Yesterday, I was invited along with other guests to speak on the Australian Broadcasting Company’s (ABC) morning show Life Matters with Hilary Harper. The episode looked at the issue of how plagiarism is changing and why people plagiarize, in particular why they do so in a public setting.
To that end, I was joined by Sarah L’Estrange, a presenter on The Book Show series Fakes and Frauds, and Dr. Guy Curtis, a Senior Lecturer in Applied Psychology at the University of Western Australia.
L’Estrange, for her part, has been highlighting a slew of different literary frauds, including the John Hughes plagiarism scandal from last year. Dr. Curtis, on the other hand, provided great insight into why people commit anti-social behavior, such as plagiarizing in a public setting.

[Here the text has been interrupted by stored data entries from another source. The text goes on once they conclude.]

PR #224, opened 2022-02-20
Bugfix/unbounded send queue

lthibault:
Fixes https://github.com/capnproto/go-capnproto2/issues/190 and https://github.com/capnproto/go-capnproto2/issues/194.


rpc/rpc.go
```diff
@@ -138,82 +132,104 @@ type ErrorReporter interface {
...
 			}
 		}
 	}()
+
 	return c
 }
 
+func (c *Conn) newTask(f func(context.Context) error) func() error {
+	return func() error {
+		defer c.tasks.Done()
```
zenhack, line 179: Where is the corresponding call to c.tasks.Add()? Maybe this should just be deleted now that newTask is called inside g.Go? But I don't think that's compatible with using startTask() elsewhere, so maybe not.

rpc/rpc.go
```diff
@@ -138,82 +132,104 @@ type ErrorReporter interface {
...
 	})
+
+	var err error
+	select {
+	case err = <-cherr:
+	case <-ctx.Done():
+		err = ctx.Err()
+	}
+
 	if err != nil {
```
zenhack, line 221: You need to be holding the lock here, to manipulate fields like c.questions.

rpc/rpc.go
```diff
@@ -354,113 +370,139 @@ closeTransport:
 	return nil
 }
 
+func (c *Conn) send(ctx context.Context) error {
+	for {
+		if err := c.sendMessage(ctx, func(msg rpccp.Message) error {
```
zenhack, line 375: Style nitpick: given the size of the expression, this would probably scan better as a separate assignment and then if statement, rather than using the compound if form.

zenhack (changes requested):
This looks like it's broadly on the right track. A couple things in-line.

exc/types.go
```diff
@@ -0,0 +1,83 @@
+package exc
+
+import (
+	"errors"
+	"strconv"
+)
+
+// Type indicates the type of error, mirroring those in rpc.capnp.
+type Type int
```
zenhack, line 9: I don't like re-declaring this by hand vs. just importing the generated code. Esp. with stuff like the String() method, which `rpc.Exception_Type` already has...

zenhack (commented):
Some immediate thoughts about the error handling package. Haven't looked through in detail yet, but will try to find time in the next couple days to do a more thorough review.

lthibault:
This is more or less ready for review (modulo the deadlock in `TestRecvAbort`).

This refactor ended up introducing an issue that prompted me to refactor capnp exceptions.  Briefly, `context.Canceled` is returned from send operations during shutdown, causing a number of tests to fail because they were expecting `nil` errors.  The fix was to wrap errors with `fmt.Errorf` and the `%w` verb instead of flattening everything to strings with `%v` or `err.Error()`.

Note that the use of the standard library `errors` package introduced a name collision with our own `internal/errors` package, which has already been an annoyance in the past.  More generally, I've historically found it quite difficult to inspect error values returned by the RPC code due to this "flattening" effect, and have been thinking quite a bit about how this could be improved.

Both of the above issues prompted me to make changes to `internal/errors`, with the goal of:

1.  Facilitating the inspection of error values using standard libarary `errors.Is` and `errors.As`.
2. Exporting an `Exception` type to users.
3. Eventually supporting a richer error system (e.g. providing a `SendError` type that wraps a more specific error type, itself a capnp Exception).

As a result, I performed the following actions:

1.  Renamed the `errors` package to `exc`  (short for "exception")
2. Renamed `exc.Error` to `Exception`
3. Implemented an `Annotator` type to facilitate package-level annotations (e.g. with the `"rpc"` prefix)
4. Refactored error handling to make use of the new `Annotator` type
5. Added an `exc.IsType` function that asserts exception types in a manner analogous to `errors.Is`.  Although I ended up not using it in this PR, I nevertheless opted to keep it in the code base as it will be useful for future improvements.

Let me know if any of this is unclear or seems harebrained!

exc/types.go
lthibault: Oh, I didn't realize the generated code already had this.  Is there a reason it wasn't used in the original `internal/errors` package?

zenhack: Ah, I didn't even notice you'd just moved it when making this comment. @zombiezen would have to weigh in wrt if there was a specific reason not to, but the only possible reason I see is that the names are a bit more verbose. But if nothing else I thing we should make these aliases...

Let's put this off until after this pr is merged though; it's already a bit off-topic. But since we're exporting the package, we should be intentional about this before we stabilize the API.

lthibault: It seems to introduce an import cycle too, so maybe that's the reason.

Just to be clear:  are you saying I should revert the changes to the error package or simply hold off on aliasing `Type` with `Exception_Type`? I'd prefer to at least keep the present changes, unless you strongly object.  They make it quite a bit easier to handle errors internally, which is quite helpful.

zenhack: Just hold off on aliasing.

rpc/rpc.go
```diff
@@ -137,83 +125,123 @@ type ErrorReporter interface {
...
+
+	// start background tasks
+	g.Go(c.backgroundTask(c.send))
+	g.Go(c.backgroundTask(c.receive))
+
+	// monitor background tasks
 	go func() {
-		abortErr := c.receive(c.bgctx)
-		c.tasks.Done()
+		err := g.Wait()
```
zenhack, line 158: Did you mean to swap the Done() for a Wait()? My hunch is this is the source of your deadlock.

lthibault: I think that's correct, but you've put me on the right track.  I think the issue is that the `errgroup.Group`'s context returns on the first non-nil error, so I need to handle the `context.Canceled` here instead of in `c.backgroundTask`.

Testing now.

lthibault: No dice.  The `Done()` you're looking for is in `backgroundTask`.  This just waits until either `c.send` or `c.recv` terminate.

lthibault:
Ok, I think this is now good to go.  🤞 

> I don't think that will ever happen? in particular, send doesn't return until the bgctx is canceled, which happens in shutdown, which is after called *after* this wait.

`bgctx` expires when either of the errgroup's goroutines returns a non-nil error.  There were actually two bugs here:

1. I mistakenly thought `bgctx` would expire on nil errors as well.
2. `bgctx` is _always_ expired when we enter `shutdown()`, so we need an additional flag to suppress duplicate calls.

Re bug 2:  I took the liberty of simplifying the `Close()` and `shutdown()` logic a bit, as well as apply some opinionated readability improvements.  In particular:

- Close no longer returns `ExcAlreadyClosed`.  Repeated calls to `Close()` are idempotent, and will simply return `nil`.
- The `c.closed` flag was renamed to `closing` and is used to detect duplicate calls to `shutdown`.

lthibault:
Ugh ... unit tests are still blocking with the `-race` flag.  Going to investigate a bit, but they definitely pass on my machine (`go1.17.7`).

lthibault:
Hmm, I'm also seeing quite a few data-races.  I'll investigate this later.  Input welcome, but I know you're busy so no rush.

zenhack:
Yeah, definitely need to fix the races. Looks like it's happening in Encoder.Encode, so my first guess is that you missed some spot outside of the send() goroutine that is still directly sending data on the transport. I will have more time to stare at it next week.

zenhack:
Ok, yeah, grepping for `c.transport.NewMessage` comes up with a bunch of places where we're sending a message outside of the send goroutine. So those will need to be fixed to delegate to the send goroutine.

rpc/rpc.go
```diff
@@ -1256,245 +1249,234 @@ func (c *Conn) handleRelease(ctx context.Context, id exportID, count uint32) err
...
+				return
+			}
+
+			iface := ptr.Interface()
+			if !iface.IsValid() || int64(iface.Capability()) >= int64(len(ans.resultCapTable)) {
+				err = rpcerr.Failedf("incoming disembargo: sender loopback requested on a capability that is not an import")
+				return
+			}
+
+			client := ans.resultCapTable[iface.Capability()].AddRef()
```
lthibault, line 1333: I spotted a `LEAK: leaked client created by AddRef on /Users/lthibault/Go/src/capnproto.org/go/capnp/rpc/rpc.go:1333`, while messing around with benchmarks.  I ran the command `go test -bench=. ./...`, but the output doesn't make it clear exactly which test is triggering this.  I tried commenting out the `.AddRef()` part of the line and the error goes away without introducing any tests failures, but I'm not super confident.  Any thoughts?

Full output below:

```
 $ go test -bench=. ./...
goos: darwin
goarch: amd64
pkg: capnproto.org/go/capnp/v3
cpu: Intel(R) Core(TM) i7-1068NG7 CPU @ 2.30GHz
BenchmarkTextMovementBetweenSegments-8              3892            317708 ns/op
BenchmarkMarshal-8                               2416864               499.6 ns/op           264 B/op          3 allocs/op
BenchmarkUnmarshal-8                             2150120               555.0 ns/op           192 B/op          3 allocs/op
BenchmarkUnmarshal_Reuse-8                       2972167               419.1 ns/op             0 B/op          0 allocs/op
BenchmarkDecode-8                                    340           3256078 ns/op         294.83 MB/s     2880312 B/op      40002 allocs/op
BenchmarkDecode_Reuse-8                              727           1662096 ns/op         577.58 MB/s         400 B/op          3 allocs/op
BenchmarkGrowth_SingleSegment-8                      164           7588045 ns/op         138.19 MB/s     4343117 B/op         10 allocs/op
BenchmarkGrowth_MultiSegment-8                       100          10035792 ns/op         104.49 MB/s     1648598 B/op         21 allocs/op
BenchmarkSmallMessage_SingleSegment-8            1735057               689.2 ns/op       104.47 MB/s        1352 B/op          5 allocs/op
BenchmarkSmallMessage_MultiSegment-8             2053214               583.9 ns/op       123.32 MB/s        1216 B/op          4 allocs/op
PASS
ok      capnproto.org/go/capnp/v3       16.372s
PASS
ok      capnproto.org/go/capnp/v3/capnpc-go     0.444s
PASS
ok      capnproto.org/go/capnp/v3/encoding/text 0.120s
PASS
ok      capnproto.org/go/capnp/v3/exc   0.130s
PASS
ok      capnproto.org/go/capnp/v3/flowcontrol   0.154s
?       capnproto.org/go/capnp/v3/internal/aircraftlib  [no test files]
?       capnproto.org/go/capnp/v3/internal/capnptool    [no test files]
?       capnproto.org/go/capnp/v3/internal/chanmutex    [no test files]
PASS
ok      capnproto.org/go/capnp/v3/internal/demo 0.138s
?       capnproto.org/go/capnp/v3/internal/demo/books   [no test files]
PASS
ok      capnproto.org/go/capnp/v3/internal/mpsc 0.231s
?       capnproto.org/go/capnp/v3/internal/nodemap      [no test files]
goos: darwin
goarch: amd64
pkg: capnproto.org/go/capnp/v3/internal/packed
cpu: Intel(R) Core(TM) i7-1068NG7 CPU @ 2.30GHz
BenchmarkPack-8                   102496             11517 ns/op         889.12 MB/s
BenchmarkUnpack-8                 127020              9691 ns/op        1056.62 MB/s
BenchmarkUnpack_Large-8           784611              1401 ns/op        37386.49 MB/s
BenchmarkReader-8                  66501             17918 ns/op         571.48 MB/s
BenchmarkReader_Large-8            35362             34034 ns/op        1538.70 MB/s
PASS
ok      capnproto.org/go/capnp/v3/internal/packed       8.488s
?       capnproto.org/go/capnp/v3/internal/schema       [no test files]
?       capnproto.org/go/capnp/v3/internal/strquote     [no test files]
?       capnproto.org/go/capnp/v3/internal/syncutil     [no test files]
goos: darwin
goarch: amd64
pkg: capnproto.org/go/capnp/v3/pogs
cpu: Intel(R) Core(TM) i7-1068NG7 CPU @ 2.30GHz
BenchmarkExtract-8         67496             17730 ns/op           15184 B/op         32 allocs/op
BenchmarkInsert-8          67862             17781 ns/op           15164 B/op         29 allocs/op
PASS
ok      capnproto.org/go/capnp/v3/pogs  2.991s
LEAK: leaked client created by AddRef on /Users/lthibault/Go/src/capnproto.org/go/capnp/rpc/rpc.go:1333
goos: darwin
goarch: amd64
pkg: capnproto.org/go/capnp/v3/rpc
cpu: Intel(R) Core(TM) i7-1068NG7 CPU @ 2.30GHz
BenchmarkPingPong-8        44317             26844 ns/op            8888 B/op         96 allocs/op
PASS
exit status 1
FAIL    capnproto.org/go/capnp/v3/rpc   2.148s
?       capnproto.org/go/capnp/v3/rpc/internal/testcapnp        [no test files]
PASS
ok      capnproto.org/go/capnp/v3/schemas       0.117s
PASS
ok      capnproto.org/go/capnp/v3/server        0.123s
?       capnproto.org/go/capnp/v3/std/capnp/compat/json [no test files]
?       capnproto.org/go/capnp/v3/std/capnp/cxx [no test files]
?       capnproto.org/go/capnp/v3/std/capnp/persistent  [no test files]
?       capnproto.org/go/capnp/v3/std/capnp/rpc [no test files]
?       capnproto.org/go/capnp/v3/std/capnp/rpctwoparty [no test files]
?       capnproto.org/go/capnp/v3/std/capnp/schema      [no test files]
?       capnproto.org/go/capnp/v3/std/capnp/stream      [no test files]
?       capnproto.org/go/capnp/v3/std/go        [no test files]
FAIL
```

zenhack: Hypothesis: this should be `client =` rather than `client :=`; this is a new variable that is shadowing the old one, and thus the call to Release() on the old variable ends up not doing what we want.

rpc/rpc.go
```diff
@@ -884,98 +918,60 @@ func (c *Conn) handleReturn(ctx context.Context, ret rpccp.Return, releaseRet ca
...
-			c.report(annotate(err, "incoming return"))
-			continue
-		}
-		err = send()
-		release()
-		if err != nil {
-			c.report(failedf("incoming return: send disembargo: %w", err))
-			continue
+	for _, s := range pr.disembargoes {
+		if err := c.sendMessage(ctx, s.buildDisembargo); err != nil {
```
zenhack, line 948: You're calling sendMessage from the receive loop here, rather than sendMessageAsync. Maybe move the error reporting into the callback?

rpc/rpc.go
```diff
@@ -884,98 +918,60 @@ func (c *Conn) handleReturn(ctx context.Context, ret rpccp.Return, releaseRet ca
...
-		err = send()
-		release()
-		if err != nil {
-			syncutil.With(&c.mu, func() {
-				c.unlockSender()
-				close(q.finishMsgSend)
-			})
-			c.report(failedf("incoming return: send finish: build message: %w", err))
-			return nil
+	err := c.sendMessage(ctx, func(m rpccp.Message) error {
```
zenhack, line 955: Same thing here; you're blocking the receive loop.

rpc/rpc.go
```diff
@@ -1256,245 +1249,234 @@ func (c *Conn) handleRelease(ctx context.Context, id exportID, count uint32) err
...
-			c.mu.Unlock()
-			client.Release()
-			return failedf("incoming disembargo: sender loopback requested on a capability that is not an import")
+			release()
+			return err
 		}
-		// TODO(maybe): check generation?
 
 		// Since this Cap'n Proto RPC implementation does not send imports
 		// unless they are fully dequeued, we can just immediately loop back.
```
zenhack, line 1355: You didn't add this but: I have no idea what this comment is trying to say, do you? (It sounds like it documents some important invariant, and I am therefore uncomfortable with the fact that I don't understand it).

rpc/rpc.go
```diff
@@ -1256,245 +1249,234 @@ func (c *Conn) handleRelease(ctx context.Context, id exportID, count uint32) err
...
 	}
+
+	return
 }
 
-// sendMessage creates a new message on the Sender, calls f to build it,
-// and sends it if f does not return an error.  When f returns, the
-// message must have a nil CapTable.  The caller must be holding onto
-// c.mu.  While f is being called, it will be holding onto the sender
-// lock, but not c.mu.
```
zenhack, line 1409: It would be good to retain some top level comment for this function, even if it needs adjusting. The roles and invariants around this and the async version are a bit subtle and worth documenting clearly.

rpc/rpc.go
```diff
@@ -1256,245 +1249,234 @@ func (c *Conn) handleRelease(ctx context.Context, id exportID, count uint32) err
...
-		case <-c.bgctx.Done():
-			c.mu.Lock()
-			return ExcClosed
-		}
-		c.mu.Lock()
+func (c *Conn) sendMessageAsync(ctx context.Context, f func(rpccp.Message) error) {
+	cherr, release := c.sender.Send(c.newSender(ctx, f))
+	defer release()
+
+	select {
```
zenhack, line 1431: Wait, am I misunderstanding? It looks like this *also* blocks, i.e. is not actually async. How is this supposed to work?

Up until reading this part I was assuming that this function was non-blocking, which was the whole point of this pr, but it looks like it just does the same thing as sendMessage, except it calls ReportError instead of returning the error.

rpc/rpc.go
```diff
@@ -1256,245 +1249,234 @@ func (c *Conn) handleRelease(ctx context.Context, id exportID, count uint32) err
...
 	releaseList(msg.CapTable).release()
 	msg.CapTable = nil
 }
+
+type sendQueue mpsc.Queue
+
+func (s *sendQueue) Send(sender func() error) (<-chan error, capnp.ReleaseFunc) {
+	cherr := make(chan error, 1)
+	s.Tx.Send(func() { cherr <- sender() })
+	return cherr, func() { /* TODO:  pool.Put(cherr) */ }
```
zenhack: I don't think it's worth complicating the API in anticipation of this.

zenhack (changes requested):
Comments in-line. A mix of minor style/docs things and also some major problems/questions.

zenhack (changes requested):
Some minor comments in-line (including bumps on a few things I'd asked about last time). Mostly looks good though.

rpc/rpc.go
```diff
@@ -137,84 +125,121 @@ type ErrorReporter interface {
...
-		c.tasks.Done()
+		err := g.Wait()
+
+		// Treat context.Canceled as a success indicator.
+		// Do not report or send an abort message.
+		if errors.Is(err, context.Canceled) {
+			err = nil
+		}
+
+		c.er.ReportError(err) // ignores errors
```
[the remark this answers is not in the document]
lthibault: Fixed.  Should have been "ignores nil errors".

rpc/bench_test.go
```diff
@@ -34,6 +34,7 @@ func BenchmarkPingPong(b *testing.B) {
 	client := testcp.PingPong{Client: conn2.Bootstrap(ctx)}
 	defer client.Client.Release()
 	b.ResetTimer()
+	b.ReportAllocs()
```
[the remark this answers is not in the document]
lthibault: Removed.

rpc/rpc.go
```diff
@@ -137,83 +125,124 @@ type ErrorReporter interface {
...
+	// while sending the bootstrap message.
 	if !c.startTask() {
-		c.mu.Unlock()
-		return capnp.ErrorClient(ExcClosed)
+		return capnp.ErrorClient(rpcerr.Disconnectedf("connection closed"))
 	}
 	defer c.tasks.Done()
+
 	q := c.newQuestion(capnp.Method{})
-	c.setAnswerQuestion(q.p.Answer(), q)
```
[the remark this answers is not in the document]
lthibault: Fixed.

Relatedly:  what does `setAnswerQuestion` achieve?  I'd like to add a docstring, as I'm struggling to remember the role of the metadata field.

rpc/answer.go
```diff
@@ -206,18 +202,17 @@ func (ans *answer) Return(e error) {
 // Finish with releaseResultCaps set to true, then sendReturn returns
 // the number of references to be subtracted from each export.
 //
-// The caller must be holding onto ans.c.mu and the sender lock.
-// The result's capability table must have been extracted into
-// ans.resultCapTable before calling sendReturn. Only one of
-// sendReturn or sendException should be called.
+// The caller MUST hold ans.c.mu.  The result's capability table MUST
+// have been extracted into ans.resultCapTable before calling sendReturn,
+// and call only one of sendReturn or sendException.
```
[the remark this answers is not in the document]
lthibault: >Only one of sendReturn or sendException should be called

This can be interpreted as a recommendation rather than the hard requirement that _either_ `sendReturn` or `sendException` _must_ be called.

How do you feel about the following?

>The caller MUST be holding onto ans.c.mu.  The result's capability table
MUST have been extracted into ans.resultCapTable before calling sendReturn.
sendReturn MUST NOT be called if sendException was previously called.

rpc/rpc.go
lthibault: Best guess:  this has to do with some kind of "version" of something?  Grepping through the C++ implementation reveals use of the term "generation" consistent with this meaning (see [here](https://github.com/capnproto/capnproto/search?q=generation)).  Notably, it seems to involve reconnection of some sort, so I suppose the "generation" refers to the number of prior connections, or something of the sort.

Does that ring any bells?

rpc/receiveranswer_test.go
```diff
@@ -110,6 +112,8 @@ func TestBootstrapReceiverAnswerRpc(t *testing.T) {
 }
 
 func TestCallReceiverAnswerRpc(t *testing.T) {
+	t.Parallel()
+
 	cClient, cServer := netPipe()
```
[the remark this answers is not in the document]
lthibault: >Trying it locally though, it still hangs...

Same on my end 😕

rpc/answer.go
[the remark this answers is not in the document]
zenhack: SGTM.

rpc/receiveranswer_test.go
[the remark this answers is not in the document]
zenhack: Should probably try this again.

rpc/rpc.go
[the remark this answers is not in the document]
zenhack: Grep for uses of getAnswerQuestion. Basically it's to help "unwrapping" capabilities so we can inspect them.

rpc/receiveranswer_test.go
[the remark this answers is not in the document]
lthibault: Yeah, I tried it right before posting my last message.  It still deadlocks with the asynchronous send.

zenhack (approved):

PR #225, opened 2022-02-20
Don't block when queuing methods on *Server.

### LINKED ISSUE #189: Non-deterministic deadlock on concurrent RPC calls

zenhack:
This should fix #189, though right now the tests are deadlocking and
I don't have the energy to debug, so I'm putting it down.

This also obviates MaxConcurrentCalls; in the current version of the
patch it is still present, but unused. Once this is working, a
subsequent commit will remove the Policy struct.

This significantly restructures the internals of *Server, and I
think the result is easier to understand: the methods on *Server
that start calls just stick the calls in a queue, and there is a
goroutine that pulls them out and handles them. This even gets rid
of Server.mu entirely, since nothing actually needed the lock
anymore!

Hopefully it will stay simple when I actually get it working.

### DIFF
--- a/server/server.go
+++ b/server/server.go
@@ -85,9 +85,12 @@ type Server struct {
 	shutdown Shutdowner
 
 	// Cancels handleCallsCtx
-	cancelCalls context.CancelFunc
+	cancelHandleCalls context.CancelFunc
 
-	// Context used by the goroutine running handleCalls()
+	// Context used by the goroutine running handleCalls(). Note
+	// the calls themselves will have different contexts, which
+	// are not children of this context, but are supplied by
+	// start(). See cancelCurrentCall.
 	handleCallsCtx context.Context
 
 	// wg is incremented each time a method is queued, and
@@ -97,6 +100,15 @@ type Server struct {
 	// Calls are inserted into this queue, to be handled
 	// by a goroutine running handleCalls()
 	callQueue *mpsc.Queue[*Call]
+
+	// When a call is in progress, this channel will contain the
+	// CancelFunc for that call's context. A goroutine may receive
+	// on this to fetch the function, and is then responsible for calling
+	// it. This happens in Shutdown().
+	//
+	// The caller must call cancelHandleCalls() *before* calling
+	// the received CancelFunc.
+	cancelCurrentCall chan context.CancelFunc
 }
 
 // Policy is a set of behavioral parameters for a Server.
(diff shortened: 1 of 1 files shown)


zenhack:
Got myself a stack trace, and several of the goroutines are blocked in `Conn.lockSender()` -- so I think I'm going to put this aside until #224 is merged, since it removes that function entirely and might fix things.

zenhack:
Rebased, but unfortunately it's still deadlocking. The test that is deadlocking is `server.TestServerShutdown`. I don't really have time to debug it right now though, so will have to get back to it (maybe tomorrow).

zenhack:
Alright, fixed it. The fix is fiddlier than I would like; see the comments about ordering in the last commit. Open to suggestions for simpler solutions.

I have let `Policy` live for now, mainly to keep the diff small; a followup pr will do the requisite slashing and burning.

lthibault (approved):
LGTM.

It took me a while to grok the exact behavior of `handleCall(s)` and `Ack()`, so I'm wondering if it might not be a good idea to document the high-level process somewhere?  Perhaps as a docstring for `handleCalls`?

Below is my understanding of the process, which I want to sanity-check with you, and which might also serve as a starting point for such a docstring.

1. The default behavior is to process incoming method calls synchronously.
2. `c.Ack()` signals that the server start processing the next queued method call, and that `c` can continue concurrently in the background.
3. `Ack()` spawns another call to `handleCalls` in a separate goroutine
4. `handleCalls` blocks on `srv.handleCall`, until the call completes; if it determines that ack was called, it returns since another instance of `handleCalls` is running in the background (via step 3).

zenhack:
Quoting Louis Thibault (2022-04-18 12:52:14)

>    Below is my understanding of the process, which I want to sanity-check
>    with you, and which might also serve as a starting point for such a
>    docstring.
>     1. The default behavior is to process incoming method calls
>        synchronously.
>     2. c.Ack() signals that the server start processing the next queued
>        method call, and that c can continue concurrently in the
>        background.
>     3. Ack() spawns another call to handleCalls in a separate goroutine
>     4. handleCalls blocks on srv.handleCall, until the call completes; if
>        it determines that ack was called, it returns since another
>        instance of handleCalls is running in the background (via step 3).

Correct. And yeah, it could use high-level docs; I'll do that soonish.

lthibault:
> Quoting Louis Thibault (2022-04-18 12:52:14)
> Below is my understanding of the process, which I want to sanity-check with you, and which might also serve as a starting point for such a docstring. 1. The default behavior is to process incoming method calls synchronously. 2. c.Ack() signals that the server start processing the next queued method call, and that c can continue concurrently in the background. 3. Ack() spawns another call to handleCalls in a separate goroutine 4. handleCalls blocks on srv.handleCall, until the call completes; if it determines that ack was called, it returns since another instance of handleCalls is running in the background (via step 3).
> Correct. And yeah, it could use high-level docs; I'll do that soonish.

Ok perfect. Merging in the meantime, as this is just a detail anyway.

The conversation is interesting and well worth a listen. However, two things in particular were gleaned, at least for me.
Among many of these kinds of plagiarists, there was a general sense of entitlement. Plagiarists felt that they had some right to do so or that their unattributed was somehow justified. Going back to John Hughes, this was something that we saw in spades as he tried to compare himself to luminaries such as Bob Dylan and T.S. Eliot.
According to Dr. Curtis, this likely stems from the fact that many plagiarists likely gave themselves some sort of justification for their actions. Whether it was saying that the system was unfair to authors like them or that they were just doing what others do, they found a way they could tell themselves that what they were doing wasn’t wrong.
That, in turn, explains why so many plagiarists turn hostile when they are discovered, often firing back at their accusers and the public with threats and vitriol.
However, that does lead to the second lesson, that no two plagiarists are the same nor do they do it for the same reasons. According to Dr. Curtis, negative behaviors like plagiarism, stem from a complicated interplay between “malevolent” personality traits. As such, it is easy for two people to commit roughly the same infraction for very different psychological reasons.
This makes it difficult to predict who is or is not likely to commit plagiarism, and it makes it difficult to predict how they will react when caught. Furthermore, it’s also true that those who are caught don’t have enough insight into their reasons to actually offer an explanation, which is something I’ve hit on before.
To be clear, this conversation was about a very narrow type of plagiarism, namely plagiarism in the public sphere. The lessons and topics discussed may not be very relevant when dealing with plagiarism in a private setting, such as in the classroom or in the workplace.
Still, I enjoyed the conversation and was honored to be a part of it. For me personally, it’s reintroduced me to the complicated issues of psychology and plagiarism, and I definitely have some topics I want to address in the weeks to come.
If you’re interested in this space, I cannot encourage you enough to listen to the conversation. It’s great stuff, and I think that there were plenty of good takeaways from it.